Fair enough, if you want to play the semantics card, but it's no more "avoidance" than a family filing in the way that is most advantageous to the family as a whole and taking their maximum deductions. Even beyond that, public corporations have fiduciary responsibilities to shareholders that legally REQUIRE them to act in shareholders' best interest, which would certainly include maximizing their tax savings.
https://appleinsider.com/articles/13/05/03/apples-bond-offering-will-allow-it-to-avoid-92b-in-us-taxes
These schemes aren't going away. The only way they can successfully tax the wealthy is to tax their transactions and wealth, only taxing income is easily avoidable.
Politicians for the most part are just mouthpieces that don't accomplish any meaningful changes. Some of them say things like billionaires shouldn't exist. Ok, but how? If someone creates a company with a billion customers and they own a significant portion of the revenue, they become a billionaire. If they are a cash billionaire, the government can take some of their earnings but they still own the flow of revenue from a billion people. If they are a stock billionaire, the government can't take anything from them because that's their control over their company.
Billionaires will always exist and tax avoidance will always exist no matter what people talk about doing to stop it.
As for the support of tax avoidance, it's understandable that people see taxation as theft by a government who didn't earn the money but the economy is a closed system. The only money in circulation is what has been put there by the government so when it gets concentrated in small pockets, it creates huge damage to the quality of life of everyone else in the form of fewer jobs, lower salaries and cuts to public spending. People at the bottom circulate almost all of their earnings back into the economy. Many people at the top hoard it and just want to accumulate more and more assets and this is affecting people at the bottom:
https://www.wsj.com/articles/if-you-sell-a-house-these-days-the-buyer-might-be-a-pension-fund-11617544801
The economy is a pretty strange system overall. All the way through life people are taught to get a job or invest in property/companies but the way companies make money is by selling products and services at profitable prices to the same people who are trying to earn a salary or see growth in their investments in the companies they buy from. That loop gets obfuscated because of the amount of companies there are but this system can only ever result in concentrations of wealth unless the areas of concentrated wealth are taxed heavily.
I think it's important to keep a distinction between different types of wealthy people. Elon Musk and Jeff Bezos are billionaires because they own companies that make billions in revenue but it doesn't automatically mean they are damaging the economy. If they invest their revenues into their products and services, it maintains the economy.

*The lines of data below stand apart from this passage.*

PR #6087, opened 2022-09-19
Add `MetalRingBuffer` for future argument buffer management

bejado:
This helper class will be used soon to manage buffer allocations  for argument buffers.

### DIFF
--- a/filament/backend/src/metal/MetalBuffer.h
+++ b/filament/backend/src/metal/MetalBuffer.h
@@ -135,7 +135,10 @@ public:
         const auto occupiedSlots = mOccupiedSlots.load(std::memory_order_relaxed);
         assert_invariant(occupiedSlots <= mSlotCount);
         if (UTILS_UNLIKELY(occupiedSlots == mSlotCount)) {
-            // We don't have any room left, so we fall back to creating a one-off buffer.
+            // We don't have any room left, so we fall back to creating a one-off aux buffer.
+            // If we already have an aux buffer, it will get freed here, unless it has been retained
+            // by a MTLCommandBuffer. In that case, it will be freed when the command buffer
+            // finishes executing.
             mAuxBuffer = [mDevice newBufferWithLength:mSlotSizeBytes options:mBufferOptions];
             assert_invariant(mAuxBuffer);
             return {mAuxBuffer, 0};
--- a/filament/backend/src/metal/MetalBuffer.h
+++ b/filament/backend/src/metal/MetalBuffer.h
@@ -24,8 +24,11 @@
 
 #include <Metal/Metal.h>
 
-namespace filament {
-namespace backend {
+#include <utils/compiler.h>
+
+#include <tuple>
+
+namespace filament::backend {
 
 class MetalBuffer {
 public:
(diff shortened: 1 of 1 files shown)


filament/backend/src/metal/MetalBuffer.h
```diff
@@ -80,7 +83,105 @@ class MetalBuffer {
     MetalContext& mContext;
 };
 
-} // namespace backend
-} // namespace filament
+template <typename P>
```
pixelflinger, line 86: maybe rename `P` to `TYPE`

filament/backend/src/metal/MetalBuffer.h
```diff
@@ -80,7 +83,105 @@ class MetalBuffer {
...
+
+    /**
+     * Create a new allocation in the buffer.
+     * @param cmdBuffer When this command buffer has finished executing on the GPU, the previous
+     *                  ring buffer allocation will be freed.
+     * @return the id<MTLBuffer> and offset for the new allocation
+     */
+    std::tuple<id<MTLBuffer>, NSUInteger> createNewAllocation(id<MTLCommandBuffer> cmdBuffer) {
+        const auto occupiedSlots = mOccupiedSlots.load(std::memory_order_relaxed);
+        if (UTILS_UNLIKELY(occupiedSlots == mSlotCount)) {
```
pixelflinger, line 134: maybe use `>=` to be on the safe side (or assert we never are `>`)

filament/backend/src/metal/MetalBuffer.h
```diff
@@ -80,7 +83,105 @@ class MetalBuffer {
...
+            // We don't have any room left, so we fall back to creating a one-off buffer.
+            mAuxBuffer = [mDevice newBufferWithLength:mSlotSizeBytes options:mBufferOptions];
+            assert_invariant(mAuxBuffer);
+            return {mAuxBuffer, 0};
+        }
+        mCurrentSlot = (mCurrentSlot + 1) % mSlotCount;
+        mOccupiedSlots.fetch_add(1, std::memory_order_relaxed);
```
pixelflinger, line 141: I don't understand the concurrency logic here, it looks lije this method can be called from multiple threads, since `mOccupiedSlots` is atomic, but at the same time `mCurrentSlot` is used unprotected, so is `mAuxBuffer`.

bejado: `createNewAllocation` is only ever called from the driver thread. The completion handler though (on line 148) is invoked by Metal and called from an arbitrary thread.

pixelflinger: yes I saw that later :-)

filament/backend/src/metal/MetalBuffer.h
```diff
@@ -80,7 +83,105 @@ class MetalBuffer {
...
+     * Create a new allocation in the buffer.
+     * @param cmdBuffer When this command buffer has finished executing on the GPU, the previous
+     *                  ring buffer allocation will be freed.
+     * @return the id<MTLBuffer> and offset for the new allocation
+     */
+    std::tuple<id<MTLBuffer>, NSUInteger> createNewAllocation(id<MTLCommandBuffer> cmdBuffer) {
+        const auto occupiedSlots = mOccupiedSlots.load(std::memory_order_relaxed);
+        if (UTILS_UNLIKELY(occupiedSlots == mSlotCount)) {
+            // We don't have any room left, so we fall back to creating a one-off buffer.
+            mAuxBuffer = [mDevice newBufferWithLength:mSlotSizeBytes options:mBufferOptions];
```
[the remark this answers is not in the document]
bejado: Since it's a reference-counted Objective-C object, it can never be "leaked". When calling this method the second time, the previous `mAuxBuffer` will be freed, unless it has been retained by any Metal command buffers (which will then free it after they've finished executing).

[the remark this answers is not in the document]
pixelflinger: aahhhh. cool. I think this deserves a small comment.

pixelflinger (approved):

PR #7660, opened 2024-03-12
Add layerCount to createRenderTarget

z3moon:
This new parameter indicates whether the render target will be created for multiview.

If the value is greater than 1, it tells the render target should be created for multiview. Otherwise, 1 or 0, it creates a single layer render target.

### DIFF
--- a/filament/backend/include/backend/TargetBufferInfo.h
+++ b/filament/backend/include/backend/TargetBufferInfo.h
@@ -83,8 +83,8 @@ public:
     }
 
     // this is here for backward compatibility
-    MRT(Handle<HwTexture> handle, uint8_t layerCount, uint8_t level, uint16_t layer) noexcept
-            : mInfos{{ handle, layerCount, level, layer }} {
+    MRT(Handle<HwTexture> handle, uint8_t level, uint16_t layer) noexcept
+            : mInfos{{ handle, 0, level, layer }} {
     }
 };
 
--- a/filament/backend/include/backend/TargetBufferInfo.h
+++ b/filament/backend/include/backend/TargetBufferInfo.h
@@ -32,6 +32,10 @@ struct TargetBufferInfo {
     // texture to be used as render target
     Handle<HwTexture> handle;
 
+    // starting layer index for multiview. This value is only used when the `layerCount` for the
+    // render target is greater than 1.
+    uint8_t baseViewIndex = 0;
+
     // level to be used
     uint8_t level = 0;
 
@@ -79,8 +83,8 @@ public:
     }
 
     // this is here for backward compatibility
-    MRT(Handle<HwTexture> handle, uint8_t level, uint16_t layer) noexcept
-            : mInfos{{ handle, level, layer }} {
+    MRT(Handle<HwTexture> handle, uint8_t layerCount, uint8_t level, uint16_t layer) noexcept
+            : mInfos{{ handle, layerCount, level, layer }} {
     }
 };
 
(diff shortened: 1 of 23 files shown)


filament/src/RendererUtils.cpp
```diff
@@ -150,7 +151,17 @@ FrameGraphId<FrameGraphTexture> RendererUtils::colorPass(
                 data.depth = builder.read(data.depth, FrameGraphTexture::Usage::DEPTH_ATTACHMENT);
 
                 data.color = builder.write(data.color, FrameGraphTexture::Usage::COLOR_ATTACHMENT);
-                data.depth = builder.write(data.depth, FrameGraphTexture::Usage::DEPTH_ATTACHMENT);
+                if (engine.getConfig().stereoscopicType == StereoscopicType::MULTIVIEW) {
+                    // Add sampleable usage flag for depth in multiview rendering, othewise it's
+                    // treated renderbuffer in the backend and crashed.
+                    data.depth = builder.write(data.depth,
+                        FrameGraphTexture::Usage::DEPTH_ATTACHMENT |
+                        FrameGraphTexture::Usage::SAMPLEABLE);
```
pixelflinger, line 159: this is fine for now -- but I think this is needed because of a bug on OpenGLDriver.cpp.  Can you please file a bug for me?  The issue is that if a texture has more than one layer, we shouldn't use a renderbuffer even if it doesn't have the sampleable usage flag.

filament/src/RendererUtils.cpp
```diff
@@ -150,7 +151,17 @@ FrameGraphId<FrameGraphTexture> RendererUtils::colorPass(
...
+                    layerCount = engine.getConfig().stereoscopicEyeCount;
```
pixelflinger, line 160: I think here we need an `assert_invariant()` that data.depth and data.color have at least `layerCount` layers.

Also on line 115 `data.depth` should be created with `.depth` of `layerCount`. And `colorBufferDesc` must also have `layerCount` `.depth`.


I *think* if post-processing is disabled, this will work anyways because `data.depth` and `data.color` will be "magically" replaced by the "real" swapchain, which, in theory should be set-up properly.

I am okay with making this assumption for now, but we absolutely need a giant comment/TODO/FIXME here.

pixelflinger (changes requested):

filament/backend/include/backend/TargetBufferInfo.h
```diff
@@ -79,8 +83,8 @@ class MRT {
     }
 
     // this is here for backward compatibility
-    MRT(Handle<HwTexture> handle, uint8_t level, uint16_t layer) noexcept
-            : mInfos{{ handle, level, layer }} {
+    MRT(Handle<HwTexture> handle, uint8_t layerCount, uint8_t level, uint16_t layer) noexcept
+            : mInfos{{ handle, layerCount, level, layer }} {
```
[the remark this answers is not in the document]
z3moon: Ah you're right. Let me remove it, so that all test code can be reverted.

filament/src/RendererUtils.cpp
z3moon: Yeah, I created a bug for this.  b/329491941

filament/src/RendererUtils.cpp
z3moon: Yeah as we said offline, the rest (setting the number of depth, etc) is in workspace. I'll soon make a following PR that handles what you said here.

pixelflinger (approved):

PR #7666, opened 2024-03-13
gltfio: add extended tangents job

poweifeng:
- TangentsJobExtended extracts data from cgltf accessor and runs geometry::TangentSpaceMesh on the attributes and computes the tangent space.
 - The /extended folder is meant for running this process. Note that this API might remesh the input and will require corresponding changes that might break previous assumptions.
 - The general flow of the code is modeled after src/TangentsJob.h
 - This is not hooked into current code and should have no practical effect on gltfio.

### DIFF
--- a/libs/gltfio/src/extended/TangentSpaceMeshWrapper.cpp
+++ b/libs/gltfio/src/extended/TangentSpaceMeshWrapper.cpp
@@ -1,0 +1,330 @@
+/*
+ * Copyright (C) 2024 The Android Open Source Project
+ *
+ * Licensed under the Apache License, Version 2.0 (the "License");
+ * you may not use this file except in compliance with the License.
+ * You may obtain a copy of the License at
+ *
+ *      http://www.apache.org/licenses/LICENSE-2.0
+ *
+ * Unless required by applicable law or agreed to in writing, software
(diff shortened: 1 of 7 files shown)


libs/gltfio/src/extended/TangentSpaceMeshWrapper.cpp
```diff
@@ -0,0 +1,330 @@
...
+    } while (0)
+
+#define DO_MESH_RET_IMPL(METHOD)                                                                   \
+    do {                                                                                           \
+        if (mTsMesh) {                                                                             \
+            return mTsMesh->METHOD();                                                              \
+        } else {                                                                                   \
+            return mPassthroughMesh->METHOD();                                                     \
+        }                                                                                          \
+    } while (0)
```
pixelflinger, line 137: is this to avoid using the interface? just curious.

pixelflinger (approved):

libs/gltfio/src/extended/TangentSpaceMeshWrapper.cpp
poweifeng: Yeah, just to avoid interfaces and virtual calls. But maybe it's ok here since it's on being called every frame or anything like that.

PR #7671, opened 2024-03-15
Connect multiview components together

z3moon:
Plumb through multiview configurations to the pipeline so that the engine draws scenes using multiview extension. Users need to prepare shaders compiled with the `multiview` param and set the `stereoscopicType` flag to MULTIVIEW in the Engine::Config to enable multiview feature.

In this change, postprocessings for multiview are not yet supported. So we all disable them until they're supported.

The debug option `combineMultiviewImages` combines layers as one image, which allows us to check the final result.


filament/src/RenderPass.cpp
```diff
@@ -591,9 +593,16 @@ RenderPass::Command* RenderPass::generateCommandsImpl(RenderPass::CommandTypeFla
         // manual or hybrid instancing. Instanced stereo multiplies the number of instances by the
         // eye count.
         if (UTILS_UNLIKELY(hasStereo)) {
-            cmdColor.primitive.instanceCount =
-                    (soaInstanceInfo[i].count * stereoEyeCount) |
-                    PrimitiveInfo::USER_INSTANCE_MASK;
+            switch (stereoscopicType) {
```
pixelflinger, line 596: instead of passing `stereoscopicType`, just change the `hasStereo` to `hasInstancedStereo` and rename the `IS_STEREOSCOPIC` flag to `IS_INSTANCED_STEREOSCOPY`. This way we can remove the extra test and simplify this change a lot.

android/filament-android/src/main/cpp/View.cpp
```diff
@@ -483,10 +483,11 @@ Java_com_google_android_filament_View_nIsStencilBufferEnabled(JNIEnv *, jclass,
 extern "C"
 JNIEXPORT void JNICALL
 Java_com_google_android_filament_View_nSetStereoscopicOptions(JNIEnv *, jclass, jlong nativeView,
-        jboolean enabled) {
+        jboolean enabled, jboolean combineMultiviewImages) {
     View* view = (View*) nativeView;
     View::StereoscopicOptions options {
-        .enabled = (bool) enabled
+        .enabled = (bool) enabled,
+        .combineMultiviewImages = (bool) combineMultiviewImages,
```
pixelflinger, line 490: instead of using a boolean here, use the Engine's debugging properties facility:

In `Engine.h` add a field to the `debug` structure:

```
struct {
  (...)
  struct {
     bool combine_multiview_images = false; // or true if you want it to be the defulat
  } stereo;
} debug;
```

Then in `Renderer.cpp` at the top add something like:

```
    debugRegistry.registerProperty("d.stereo.combine_multiview_images",
            &engine.debug.stereo.combine_multiview_images);
```
And finally, you can just test against `engine.debug.stereo.combine_multiview_images`.


An app can set this property like this:
```
auto& debug = engine->getDebugRegistry();
bool* combineMultiViewEnabled = debug.getPropertyAddress<bool>("d.stereo.combine_multiview_images");
*combineMultiViewEnabled = true;
```

pixelflinger (changes requested):

filament/src/RenderPass.cpp
z3moon: Makes sense. Let me update it that way.

android/filament-android/src/main/cpp/View.cpp
z3moon: Great! let me apply this. Thanks!

samples/gltf_viewer.cpp
```diff
@@ -893,6 +893,8 @@ int main(int argc, char** argv) {
                                     "d.shadowmap.display_shadow_texture_channel"), 0, 3);
                     ImGui::Unindent();
                 }
+                ImGui::Checkbox("Combine Multiview Images",
```
poweifeng, line 896: What happens when this is unchecked?  Is it just a black screen?

Maybe the flow could be that if multiview is enabled, then this is always on for gltf_viewer. wdyt?

z3moon: It just displays the left view, not crashing.

The flag is enabled by default for now, so gltf_viewer shows side by side image. However, the default will be set to false once they can take multi-layer swapchain.

z3moon: Also I think it's still good to let users switch this flag because they can realize the final image is combined by the debug flag, not a single image originally.

I think this option should be visible only when the multiview is enabled. Let me update it.

filament/src/RenderPass.cpp
```diff
@@ -590,10 +589,10 @@ RenderPass::Command* RenderPass::generateCommandsImpl(RenderPass::CommandTypeFla
         // soaInstanceInfo[i].count is the number of instances the user has requested, either for
         // manual or hybrid instancing. Instanced stereo multiplies the number of instances by the
         // eye count.
-        if (UTILS_UNLIKELY(hasStereo)) {
+        if (UTILS_UNLIKELY(hasInstancedStereo)) {
             cmdColor.primitive.instanceCount =
-                    (soaInstanceInfo[i].count * stereoEyeCount) |
-                    PrimitiveInfo::USER_INSTANCE_MASK;
+                (soaInstanceInfo[i].count * stereoEyeCount) |
+                PrimitiveInfo::USER_INSTANCE_MASK;
```
pixelflinger, line 595: nit: we use a continuation indent of 8 spaces

filament/src/RenderPass.cpp
```diff
@@ -624,10 +623,10 @@ RenderPass::Command* RenderPass::generateCommandsImpl(RenderPass::CommandTypeFla
             cmdDepth.primitive.skinningTexture = skinning.handleSampler;
             cmdDepth.primitive.morphWeightBuffer = morphing.handle;
 
-            if (UTILS_UNLIKELY(hasStereo)) {
+            if (UTILS_UNLIKELY(hasInstancedStereo)) {
                 cmdColor.primitive.instanceCount =
-                        (soaInstanceInfo[i].count * stereoEyeCount) |
-                        PrimitiveInfo::USER_INSTANCE_MASK;
+                    (soaInstanceInfo[i].count * stereoEyeCount) |
+                    PrimitiveInfo::USER_INSTANCE_MASK;
```
pixelflinger, line 629: continuation is 8 spaces

filament/src/details/Renderer.cpp
```diff
@@ -700,7 +711,9 @@ void FRenderer::renderJob(RootArenaScope& rootArenaScope, FView& view) {
     RenderPass::RenderFlags renderFlags = 0;
     if (view.hasShadowing())                renderFlags |= RenderPass::HAS_SHADOWING;
     if (view.isFrontFaceWindingInverted())  renderFlags |= RenderPass::HAS_INVERSE_FRONT_FACES;
-    if (view.hasStereo())                   renderFlags |= RenderPass::IS_STEREOSCOPIC;
+    if (view.hasStereo() &&
+        engine.getConfig().stereoscopicType == backend::StereoscopicType::INSTANCED)
+        renderFlags |= RenderPass::IS_INSTANCED_STEREOSCOPIC;
```
pixelflinger, line 716:
```suggestion
    if (view.hasStereo() &&
            engine.getConfig().stereoscopicType == backend::StereoscopicType::INSTANCED) {
        renderFlags |= RenderPass::IS_INSTANCED_STEREOSCOPIC;
    }
```

filament/src/details/Renderer.cpp
```diff
@@ -1152,6 +1171,15 @@ void FRenderer::renderJob(RootArenaScope& rootArenaScope, FView& view) {
         }
     }
 
+    // Debug: combine the array texture for multiview into a single image.
+    if (isRenderingMultiview &&
+        engine.debug.stereo.combine_multiview_images) {
```
pixelflinger, line 1176:
```suggestion
    if (UTILS_UNLIKELY(isRenderingMultiview &&
        engine.debug.stereo.combine_multiview_images)) {
```

pixelflinger (changes requested):

filament/src/RenderPass.cpp
z3moon: Done

filament/src/RenderPass.cpp
z3moon: Done

pixelflinger (approved):
nice!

The more damaging types to the economy are the hedge funds and banking system that are shoring up money and trying to grow their pool of ownership - these people are driven by pure greed.
You, or your corporation, are not obligated to pay one penny more than the legal taxable amount required by law:
FROM THE INTERNAL REVENUE SERVICE TAXPAYER BILL OF RIGHTS:
"Taxpayers have the right to pay only the amount of tax legally due, including interest and penalties, and to have the IRS apply all tax payments properly."
If loopholes exist, it is up to tax-collecting governments to correct them. If taxpayers in the meantime take advantage of the loophole, they are not doing anything illegal.